Das Schweizer Außenministerium warnt vor zahlreichen nicht explodierten Bomben und Minen in der Bekaa-Ebene. Es sind bewaffnete Gruppierungen aktiv, und Grenzüberschreitungen durch Kämpfer sind häufig. In und um die Stadt Arsal (Anmerkung: auch Ersal, Irsal, Aarsal geschrieben) sowie um Ras Baalbek und Qaa kommt es regelmäßig zu bewaffneten Zusammenstößen zwischen der Armee und militanten Gruppierungen. Spannungen zwischen einzelnen Bevölkerungsgruppen, aber auch innerhalb einzelner Gemeinschaften, können sich in bewaffnete Konfrontationen oder Anschlägen entladen. Im Juni 2016 forderten Selbstmordanschläge in Qaa mehrere Todesopfer und Verletzte. Im März 2011 wurde in der Nähe von Zahlé in der südlichen Bekaa-Ebene eine Gruppe ausländischer Touristen entführt und mehrere Monate lang festgehalten. Seither sind mehrere Entführungen bekannt geworden. Besonders die Zahl von Entführungen mit hohen Lösegeldforderungen hat zugenommen (EDA 5.12.2017).
Die Spannungen in den Flüchtlingslagern sind groß und können sich auch aus geringen Anlässen in Gewalttaten entladen. In Saïda (Sidon) kommt es vereinzelt zu Auseinandersetzungen zwischen verschiedenen Bevölkerungsgruppen. Im Südlibanon finden laufend Truppenverschiebungen statt. Insbesondere im libanesisch-israelischen Grenzgebiet und nochmal verstärkt südlich des Litani-Flusses bis zur israelischen Grenze sind die Spannungen sehr hoch (EDA 5.12.2017). Auch das Britische Außenministerium betont die permanente Gefahr von Terroranschlägen (gov.uk o.D.).

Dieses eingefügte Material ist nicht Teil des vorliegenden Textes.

PR #6319, opened 2025-07-09
ENG-898

tvandort:
Closes [ENG-898]

### Description Of Changes

Retry for pulling `custom-fides.css` on failures. 
Do not disable `custom-fides.css` polling on failures that are not 404.

### Code Changes

### Steps to Confirm

### Pre-Merge Checklist

* [ ] Issue requirements met
* [ ] `CHANGELOG.md` updated
* Followup issues:
  * [ ] Followup issues created
  * [ ] No followup issues
* Database migrations:
  * [ ] No migrations
* Documentation:


clients/privacy-center/pages/api/fides-js.ts
```diff
@@ -460,37 +463,63 @@ async function fetchCustomFidesCss(
...
+            autoRefresh = false;
+            return null;
+          }
+
+          const data = await assetResponse.text();
+          if (!data) {
+            throw new Error("No data returned by the server");
+          }
+          if (!assetResponse.ok) {
+            log.error(
```
thabofletcher: Nit - I'm not sure an error on each attempt is necessary as the final failure after x retry attempts appears to already be thrown - this might be better as a debug log

clients/privacy-center/pages/api/fides-js.ts
```diff
@@ -460,37 +463,63 @@ async function fetchCustomFidesCss(
...
+          }
+
+          return data;
+        },
+        {
+          retries: CUSTOM_CSS_MAX_RETRIES,
+          factor: CUSTOM_CSS_BACKOFF_FACTOR,
+          minTimeout: CUSTOM_CSS_RETRY_MIN_TIMEOUT_MS,
+          onFailedAttempt: (error) => {
+            log.debug(
```
thabofletcher, line 502: Related to above nit - I wasn't able to see my debug logs but if this happens on each attempt its probably sufficient. If it only happens at the end (like the built in pRetry error I am seeing), then it would always show 0 for attempts remaining

This might all be my setup not quite right as well

clients/privacy-center/pages/api/fides-js.ts
```diff
@@ -460,37 +463,63 @@ async function fetchCustomFidesCss(
...
-          response.statusText,
-          data,
-        );
-        throw new Error(`HTTP error occurred. Status: ${response.status}`);
-      }
 
-      if (!data) {
-        throw new Error("No data returned by the server");
+      if (!css) {
+        return null;
```
thabofletcher, line 512: Final nit - Might consider moving the log from line 472 down here or adding a comment - since this logic here is dependent on the above code returning null, it might be nice to call out this dependency as why we are skipping caching. Just tripped me up at first reading it

thabofletcher:
Looks good! 🚀

clients/privacy-center/pages/api/fides-js.ts
tvandort: Discussed in Slack & after configuring debug logging this works as expected.

clients/privacy-center/pages/api/fides-js.ts
tvandort: Great point, updated.

clients/privacy-center/pages/api/fides-js.ts
tvandort: I'm going to add a slightly different log here since I intended the other log that you're mentioning to signal that polling was disabled as a side effect, where as this here is the return result. I agree it _looks_ a bit weird though so I'm hoping the new log makes this more comprehensible.

Issue #318, opened 2018-10-02
Add Reduce operation to Arrays


morfeo8marc:
Hi, I will start working on adding Reduce Operation to Mat

deadprogram:
Released as part of 0.17. Now closing.

PR #321, opened 2018-10-03
core: add Reduce() method to Mat

morfeo8marc:
Add Reduce method for enhancement request #318.


deadprogram:
Looks great @morfeo8marc thank you very much! Now merging.

Issue #326, opened 2018-10-03
Add SolveCubic operation to Arrays


morfeo8marc:
Hi, I will start working on adding SolveCubic operation to Mat

deadprogram:
Released as part of 0.17. Now closing.

PR #327, opened 2018-10-03
core: add SolveCubic() method to Mat

morfeo8marc:
Add SolveCubic method for enhancement request #326.


deadprogram:
Thank you @morfeo8marc looking good! Now merging.

PR #329, opened 2018-10-04
Added fitLine function

dlion:
Hi, I added the `fitLine` function. 👾


deadprogram:
:triangular_ruler: thank you very much @dlion now merging.

Issue #331, opened 2018-10-05
Add SolvePoly operation to Array


morfeo8marc:
H,
Will start working on adding SolvePoly method.

deadprogram:
Released as part of 0.17. Now closing.

PR #332, opened 2018-10-05
core: add SolvePoly() method to Mat

morfeo8marc:
Add SolvePoly method for enhancement request #331.


deadprogram:
Looks good @morfeo8marc thanks for fixing the test. Now merging.

PR #333, opened 2018-10-05
Update Makefile

wangyufeng0615:
You can repeat "make install" if the make download process is interrupted.


deadprogram:
That certainly makes sense to me. Now merging, thanks @wangyufeng0615

Issue #335, opened 2018-10-07
Add Repeat operation to Arrays


morfeo8marc:
Hi,
I will start working on adding Repeats operations to Arrays

deadprogram:
Released as part of 0.17. Now closing.

PR #336, opened 2018-10-07
core: add Repeat() method to Mat

morfeo8marc:
Add Repeat method for enhancement request #335.


deadprogram:
Thank you for another contribution @morfeo8marc now merging.

PR #357, opened 2018-11-13
Return the right type and error when opening VideoCapture fails

milosgajdos83:
When opening a video capture (file or device) `VideoCapture::open(...)` returns `bool` value depending on success of the `open` call. However we are ignoring the return value and not setting the error when returning from Go bindings functions. This leads to bugs in Go programs which are checking for `error` values returned from `VideoCapture*` functions when the returned error is `nil`, which leads to the code assuming the video capture `open` was successful.

Furthermore `VideoCapture::open(...)` calls return `bool` values. We are however returning integer, which is ok in C/C++ world as it's implicitly cast by `cgo` into particular bool value. However, we want to make this explicit in GoCV so we are returning bool now as per OpenCV.

### DIFF
--- a/videoio.cpp
+++ b/videoio.cpp
@@ -9,11 +9,11 @@ void VideoCapture_Close(VideoCapture v) {
     delete v;
 }
 
-int VideoCapture_Open(VideoCapture v, const char* uri) {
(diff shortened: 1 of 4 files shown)


deadprogram:
Thanks, @milosgajdos83 we needed this. Now merging.

PR #359, opened 2018-11-19
Removing linking against face contrib module

milosgajdos83:
This PR removes `-lopencv_face` from `env.sh` to skip linking openvino binaries with opencv's face contrib module.


deadprogram:
:+1: now merging.

PR #370, opened 2018-12-04
Implement dnn methods for loading in-memory models.

jheidel:
This PR adds missing methods for loading of in-memory deep neural network models. The existing methods only support loading from the filesystem.

### DIFF
--- a/dnn.cpp
+++ b/dnn.cpp
@@ -5,13 +5,31 @@ Net Net_ReadNet(const char* model, const char* config) {
     return n;
 }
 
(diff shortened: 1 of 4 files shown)


deadprogram:
Hi @jheidel sorry it has taken so long to review this PR. Very interesting use case you must have.

Now merging, thank you for your contribution.

jheidel:
Thanks for the review! Just to provide some background on the use case: I was trying to load a model from embedded resources so that my go binary is nicely portable rather than depending on the location of the external model files.

PR #371, opened 2018-12-05
Adds Dockerfile. Updates Makefile and README.

milosgajdos83:
This commit adds a `Dockerfile` which allows to build `GoCV` Docker images so you can build `GoCV` programs that can be run in Docker containers.

A new `make` target, called `docker` was added to the project `Makefile` to make building `GoCV` Docker image easily. Finally, the `Makefile` now correctly sets `cmake` BUILD parameters, too.

Lastly, `README` has been updated with the information about how to build `GoCV` Docker images.


deadprogram:
This is awesome! Now merged.

PR #478, opened 2019-07-04
format: better format

xpzouying:
use `fmt.Printf` to print %v


deadprogram:
Thank you for the correction, @xpzouying 

I changed the branch to `dev` as mentioned here:
https://github.com/hybridgroup/gocv/blob/master/CONTRIBUTING.md#how-to-use-our-github-repository

Now merging. Thanks again!

PR #483, opened 2019-07-12
RFC: Add KMeans function

acharyab15:
Added the KMeans function.

However, I also realized that I wanted to call the function on a `[]image.Point` to cluster a bunch of contour points and not just a `Mat` type; so my solution was to create a `KMeansPoints` function.

Please let me know if there is a better way to do it and that function isn't required. If it is required, please let me know if you would like to rename it to something better.

### DIFF
--- a/core.cpp
+++ b/core.cpp
@@ -485,6 +485,21 @@ double Mat_Invert(Mat src, Mat dst, int flags) {
     return ret;
 }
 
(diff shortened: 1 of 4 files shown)


deadprogram:
Seems like a reasonable approach. Thank you for the contribution @acharyab15 now merging.

PR #487, opened 2019-07-18
added MeanWithMask function for Mats

sshibs:
The Mean() function does not have the additional parameter for a mask, so I added a separate function MeanWithMask(). Thanks!

### DIFF
--- a/core.go
+++ b/core.go
@@ -374,9 +374,20 @@ func (m *Mat) ConvertFp16() Mat {
 }
 
 // Mean calculates the mean value M of array elements, independently for each channel, and return it as Scalar
-// TODO pass second paramter with mask
+// For further details, please see:
+// https://docs.opencv.org/master/d2/de8/group__core__array.html#ga191389f8a0e58180bb13a727782cd461
+//
 func (m *Mat) Mean() Scalar {
 	s := C.Mat_Mean(m.p)
+	return NewScalar(float64(s.val1), float64(s.val2), float64(s.val3), float64(s.val4))
+}
+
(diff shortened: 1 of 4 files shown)


core.go
```diff
@@ -374,12 +374,23 @@ func (m *Mat) ConvertFp16() Mat {
...
 	s := C.Mat_Mean(m.p)
 	return NewScalar(float64(s.val1), float64(s.val2), float64(s.val3), float64(s.val4))
 }
 
+// MeanWithMask calculates the mean value M of array elements,independently for each channel,
+// and returns it as Scalar vector while applying the mask.
+// https://docs.opencv.org/master/d2/de8/group__core__array.html#ga191389f8a0e58180bb13a727782cd461
+//
+func (m *Mat) MeanWithMask(mask Mat) Scalar {
+	s := C.Mat_Mean(m.p, mat.p)
```
acharyab15: Shouldn't this call Mat_MeanWithMask? And what is the variable `mat`? Shouldn't that be `mask`? I don't understand why the build is not failing though.

sshibs: Oh wow, thank you for catching those. I think I must have been half asleep when I did this yesterday. Sorry about that! Fixing it now.

For some reason the build was passing even though Mat_Mean only took 1 argument and I was passing 2 arguments to it. when I changed it to Mat_MeanWithMask it did fail because of the mis-named mask argument. Kind of weird... I guess must be something about go's C library?

acharyab15: No worries! Yeah, it was really strange how it didn't catch that!

deadprogram:
Thank you for the PR, @sshibs now going to squash/merge.

Thanks again!

PR #498, opened 2019-08-20
Example: face detection from image url by using IMDecode

bookun:
I Added an example.

There are not any example using IMDecode.

### DIFF
--- a/cmd/facedetect-from-url/main.go
+++ b/cmd/facedetect-from-url/main.go
@@ -1,0 +1,79 @@
+// What it does:
+//
+// This example uses the CascadeClassifier class to detect faces from url,
+// and draw a rectangle around each of them, before displaying them within a Window.
+//
+// How to run:
+//
+// facedetect-from-url [image URL] [classifier XML file] [image file]
+//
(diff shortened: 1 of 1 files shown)


cmd/facedetect-from-url/main.go
```diff
@@ -0,0 +1,79 @@
+// What it does:
+//
+// This example uses the CascadeClassifier class to detect faces from url,
+// and draw a rectangle around each of them, before displaying them within a Window.
+//
+// How to run:
+//
+// facedetect-from-url [image URL] [classifier XML file] [image file]
+//
+// 		go run ./cmd/facedetect/main.go https://raw.githubusercontent.com/hybridgroup/gocv/master/images/face.jpg data/haarcascade_frontalface_default.xml output.jpg
```
deadprogram: This line needs to be updated to correctly point to the location of this new example, and to use the correct syntax.

deadprogram:
Hi @bookun thank you for the contribution.

This PR should be made against the `dev` branch as mentioned in our guidelines here:
https://github.com/hybridgroup/gocv/blob/master/CONTRIBUTING.md#how-to-use-our-github-repository

Thanks!

PR #499, opened 2019-08-27
Example: face detection from image url by using IMDecode

bookun:
I deleted the branch of #498 by mistake....

I fixed review point from @deadprogram .
Thanks for the review.


deadprogram:
Thanks for the correction/addition @bookun now squash/merging.

PR #522, opened 2019-10-16
Added InvertAffineTransform

dlion:


deadprogram:
Thanks for another useful contribution @dlion now merging.

PR #523, opened 2019-10-18
Fix webp image decode error

chenttuuvv:
when decode webp image like this:

```
package main
import "gocv.io/x/gocv"
import "io/ioutil"

func main() {

        fileData,err := ioutil.ReadFile("test.webp")
        if err != nil {
                panic(err)
        }

        gocv.IMDecode(fileData, gocv.IMReadUnchanged)

}

```

We met error:
imdecode_(''): can't read data: OpenCV(4.1.0) /data/opencv/opencv-4.1.0/modules/imgcodecs/src/grfmt_webp.cpp:164: error: (-215:Assertion failed) data.type() == CV_8UC1 in function 'readData'

we resolve this problem by changing vector template type from char to uchar, align with function Image_IMEncode_WithParams in imgcodecs.cpp

reference:
https://answers.opencv.org/question/210682/cv2-imdecode-webp-format-fails/


deadprogram:
That is one subtle fix @chenttuuvv thank you very much for finding that issue.

What do you think about also adding a test for this? You could add an image in `webp` format. It is not strictly necessary but would prove that it works as expected.

chenttuuvv:
@deadprogram Here is the sample image we used to test imdecode function
https://i0.hdslb.com/bfs/album/293ee603a4d5f1581655b9715acd9e82bcdd8deb.jpg@2000w_1e.webp

deadprogram:
@chenttuuvv can you please add the test to this PR? You can either rebase or I can squash the commits for you once it is ready to merge. Thank you.

chenttuuvv:
@deadprogram please check it out

deadprogram:
That looks great @chenttuuvv thank you for adding the test. Now squash/merging, thanks again for your contribution!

Ende März 2018 verabschiedete das libanesische Kabinett eine nationale Strategie zur Verhinderung von gewalttätigem Extremismus - eine Initiative, die der inzwischen geschäftsführende Ministerpräsident Saad Hariri im Rahmen eines globalen Aktionsplans der Vereinten Nationen vorangetrieben hat. Es wird geschätzt, dass der Prozess weitere acht Monate [Anm: bis Anfang 2019] dauern wird, bis die Bürger ihn in ihren Gemeinden umsetzen werden. Neben Tunesien und Marokko ist der Libanon einer der Pioniere in der Region, der eine solche Strategie umsetzt (Daily Star 27.6.2018).
Quellen:
- AA - Auswärtiges Amt (1.3.2018): Bericht über die asyl- und abschiebungsrelevante Lage in Libanon, Stand: Dezember 2017, Berlin
- AI - Amesty International (23.5.2018): Libanon 2017/2018, https://www.amnesty.de/jahresbericht/2018/libanon, Zugriff 10.9.2018
- BBC-News (4.11.2014): Lebanon Profile, http://www.bbc.com/news/world-middle-east-14648681, Zugriff 30.1.2015
- BMeiA - Bundesministerium für Europa, Integration und Äußeres (Stand 3.9.2018, unverändert gültig seit: 11.07.2018): Reiseinformation Libanon, https://www.bmeia.gv.at/reise-aufenthalt/reiseinformation/land/libanon/, Zugriff 3.9.2018
- Daily Star (27.6.2018): Strategizing prevention of violent extremism, https://www.dailystar.com.lb/News/Lebanon-News/2018/Jun-27/454477-strategizing-prevention-of-violent-extremism.ashx, Zugriff 5.9.2018
- Spiegel Online (22.7.2013): EU setzt Hisbollah-Miliz auf Terrorliste, http://www.spiegel.de/politik/ausland/eu-setzt-hisbollah-miliz-auf-die-eu-terrorliste-a-912397.html, Zugriff 10.9.2018
- EDA - Eidgenössisches Department für auswärtige Angelegenheiten (5.12.2017): Reisehinweise für den Libanon Spezifische regionale Risiken, https://www.eda.admin.ch/eda/de/home/laender-reise-information/libanon/reisehinweise-libanon.html, Zugriff 29.8.2018
- GIZ - Deutsche Gesellschaft für Internationale Zusammenarbeit (6/2018): Libanon - Überblick: https://www.liportal.de/libanon/ueberblick/; Zugriff 8.8.2018
- Gov.uk (o.D.): Foreign Travel Advice; Lebanon; Safety and Security, https://www.gov.uk/foreign-travel-advice/lebanon/safety-and-security, Zugriff 29.8.2018
- UN Security Council (13.7.2018): Bericht des UNO-Generalsekretärs zu Entwicklungen vom 1. März bis 20. Juni 2018 (Sicherheitslage; Entwaffnung bewaffneter Gruppen; politische Stabilität; weitere Themen) https://www.ecoi.net/en/file/local/1439147/1226_1532506886_n1822402.pdf, Zugriff 21.8.2018)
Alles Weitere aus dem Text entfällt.